Copies exécutoires REPUBLIQUE FRANCAISE

délivrées le : AU NOM DU PEUPLE FRANCAIS

COUR D'APPEL DE PARIS

Pôle 6 - Chambre 7

ARRET DU 16 MARS 2023

(n° , 15 pages)

Numéro d'inscription au répertoire général : N° RG 20/02202 - N° Portalis 35L7-V-B7E-CBTK7

Décision déférée à la Cour : Jugement du 07 Février 2020 -Conseil de Prud'hommes - Formation de départage de MELUN - RG n° 19/00008

APPELANTE

UNION POUR LA GESTION DES ETABLISSEMENTS DES CAISSES D'ASSURANCE MALADIE D'ILE DE FRANCE (UGECAM ILE DE FRANCE)

[Adresse 2]

[Localité 4]

Représentée par Me Clarence SAUTERON, avocat au barreau de PARIS, toque : C1311

INTIMEES

Madame [I] [G]

[Adresse 1]

[Localité 3]

Représentée par Me Valérie GOUTTE, avocat au barreau de PARIS, toque : E0230

SYNDICAT CGT DES OUVRIERS ET EMPLOYES DE L'UGECAMIF

[Adresse 2]

[Localité 4]

Représentée par Me Valérie GOUTTE, avocat au barreau de PARIS, toque : E0230

COMPOSITION DE LA COUR :

En application des dispositions des articles 805 et 907 du code de procédure civile, l'affaire a été débattue le 08 Décembre 2022, en audience publique, les avocats ne s'y étant pas opposés, devant Madame Bérénice HUMBOURG, Présidente de chambre, et Monsieur Laurent ROULAUD, conseiller, chargé du rapport.

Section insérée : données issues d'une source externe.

PR #1363, opened 2022-09-23
JAVA-246: Initial support for fromParam

rjrudin:
Have only tested binding an array of JSON documents, need to cover a lot more scenarios. But wanted to get some initial feedback on the implementation approach.

### DIFF
--- a/marklogic-client-api/src/main/java/com/marklogic/client/expression/PlanBuilderBase.java
+++ b/marklogic-client-api/src/main/java/com/marklogic/client/expression/PlanBuilderBase.java
@@ -17,6 +17,9 @@ package com.marklogic.client.expression;
 
 import java.util.Map;
 
+import com.fasterxml.jackson.databind.node.ArrayNode;
+import com.marklogic.client.document.DocumentWriteSet;
+import com.marklogic.client.io.marker.AbstractWriteHandle;
 import com.marklogic.client.io.marker.JSONReadHandle;
 
 import com.marklogic.client.type.*;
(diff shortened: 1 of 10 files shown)


marklogic-client-api/src/main/java/com/marklogic/client/expression/PlanBuilderBase.java
```diff
@@ -558,6 +590,8 @@ interface PlanBase {
      * Use AccessPlan as the type for instances of AccessPlan.
      */
     interface AccessPlanBase {
+        PlanBuilder.Plan bindParam(String param, AbstractWriteHandle content);
+        Map<String, AbstractWriteHandle> getContentParams();
```
rjrudin, line 594: This is the mechanism for allowing a user to bind a param containing what I am calling "content", and I think an AbstractWriteHandle is the right choice here, as that gives the user plenty of flexibility without having to construct a DocumentWriteSet.

marklogic-client-api/src/main/java/com/marklogic/client/impl/OkHttpServices.java
```diff
@@ -3957,6 +3957,51 @@ public RESTServiceResultIterator postIteratedResource(RequestLogger reqlog,
       reqlog, path, transaction, params, input, outputMimetypes);
   }
 
+    public RESTServiceResultIterator postMultipartForm(
```
rjrudin, line 3960: This copies a good chunk of `postIteratedResourceImpl`, but I didn't want to factor out the common stuff until I know this is working for all scenarios. The main thing this does is construct a multipart/form-data request.

marklogic-client-api/src/main/java/com/marklogic/client/impl/OkHttpServices.java
```diff
@@ -3957,6 +3957,51 @@ public RESTServiceResultIterator postIteratedResource(RequestLogger reqlog,
...
+      if ("rows".equals(path)) {
+          requestBldr.addHeader("ML-Check-ML11-Headers", "true");
+          requestBldr.addHeader("TE", "trailers");
+      }
+
+      Function<Request.Builder, Response> doPostFunction = funcBuilder ->
+              doPost(reqlog, funcBuilder.header(HEADER_ACCEPT, multipartMixedWithBoundary()), multiBuilder.build());
+
+      // The construction of this was based on whether the primary input was resendable or not. We don't have a primary
+      // input with a multipart request. So keeping this as null for now.
```
rjrudin, line 3996: Wasn't sure what to do here.

marklogic-client-api/src/main/java/com/marklogic/client/impl/OkHttpServices.java
```diff
@@ -5645,6 +5692,21 @@ public void writeTo(BufferedSink sink) throws IOException {
     }
   }
 
+  public static RequestBody makeRequestBodyForContent(AbstractWriteHandle content) {
```
rjrudin, line 5695: Extracted this from the Bulk DS code so it can be used for building a multipart/form-data request.

marklogic-client-api/src/main/java/com/marklogic/client/impl/RowManagerImpl.java
```diff
@@ -377,7 +378,13 @@ private RESTServiceResultIterator makeRequest(
     addDatatypeStyleParam(params,     datatypeStyle);
     addRowStructureStyleParam(params, rowStructureStyle);
 
-// QUESTION: outputMimetypes a noop?
+    if (requestPlan instanceof PlanBuilderBase.AccessPlanBase) {
+      Map<String, AbstractWriteHandle> contentParams = ((PlanBuilderBase.AccessPlanBase)requestPlan).getContentParams();
```
rjrudin, line 382: This seems like the right place to insert the multipart branch - i.e. if the plan doesn't have any content params, then we can do a regular post as there's no need for multipart. But if there's at least one content param, we know we need a multipart request, so we go through a different branch of code.

anu3990 (approved):

rjrudin:
@anu3990  I'll merge this in, but the feature will definitely change as I add support for attachments.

Ce magistrat a rendu compte des plaidoiries dans le délibéré de la Cour, entendu en son rapport, composée de :

Madame Bérénice HUMBOURG, présidente de chambre,

Madame Guillemette MEUNIER, présidente de chambre,

Monsieur Laurent ROULAUD, conseiller,

Greffier, lors des débats : Madame Marie-Charlotte BEHR,

ARRET :

- CONTRADICTOIRE,

- par mise à disposition de l'arrêt au greffe de la Cour, les parties en ayant été préalablement avisées dans les conditions prévues au deuxième alinéa de l'article 450 du code de procédure civile.

- signé par Madame Bérénice HUMBOURG, Présidente de chambre et par Madame Marie-Charlotte BEHR, Greffière à laquelle la minute a été remise par le magistrat signataire.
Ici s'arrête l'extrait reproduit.